_Instructions to follow:_ Would you output all the data exactly as it stands?

_Material for this exercise:_
PR #822, opened 2024-09-17
Improve documentation for connect_timeout and add min_pool_size

smcgivern:
Currently, `connect_timeout` sounds like it should be for connections to the Postgres server. It's actually used for obtaining a connection from the pool.

### DIFF
--- a/CONFIG.md
+++ b/CONFIG.md
@@ -36,10 +36,11 @@ Port at which prometheus exporter listens on.
 ### connect_timeout
 ```
 path: general.connect_timeout
-default: 5000 # milliseconds
+default: 1000 # milliseconds
 ```
 
-How long to wait before aborting a server connection (ms).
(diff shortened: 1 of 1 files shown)


CONFIG.md
```diff
@@ -462,10 +463,18 @@ path: pools.<pool_name>.users.<user_index>.pool_size
...
 The maximum number of connection from a single Pgcat process to any database in the cluster
 is the sum of pool_size across all users.
 
+### min_pool_size
+```
+path: pools.<pool_name>.users.<user_index>.min_pool_size
+default: 0
+```
+
+Minimum number of server connections to retain for this pool.
```
drdrsh, line 476: This is actually the minimum number of idle connections to retain in the pool
https://github.com/postgresml/pgcat/issues/720

That was a TIL for me, the name of the config is misleading IMO but the least we could do is make the docs accurate.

_Answer box:_
PR #822, opened 2024-09-17
Improve documentation for connect_timeout and add min_pool_size

smcgivern:
Currently, `connect_timeout` sounds like it should be for connections to the Postgres server. It's actually used for obtaining a connection from the pool.

### DIFF
--- a/CONFIG.md
+++ b/CONFIG.md
@@ -36,10 +36,11 @@ Port at which prometheus exporter listens on.
 ### connect_timeout
 ```
 path: general.connect_timeout
-default: 5000 # milliseconds
+default: 1000 # milliseconds
 ```
 
-How long to wait before aborting a server connection (ms).
(diff shortened: 1 of 1 files shown)


CONFIG.md
```diff
@@ -462,10 +463,18 @@ path: pools.<pool_name>.users.<user_index>.pool_size
...
 The maximum number of connection from a single Pgcat process to any database in the cluster
 is the sum of pool_size across all users.
 
+### min_pool_size
+```
+path: pools.<pool_name>.users.<user_index>.min_pool_size
+default: 0
+```
+
+Minimum number of server connections to retain for this pool.
```
drdrsh, line 476: This is actually the minimum number of idle connections to retain in the pool
https://github.com/postgresml/pgcat/issues/720

That was a TIL for me, the name of the config is misleading IMO but the least we could do is make the docs accurate.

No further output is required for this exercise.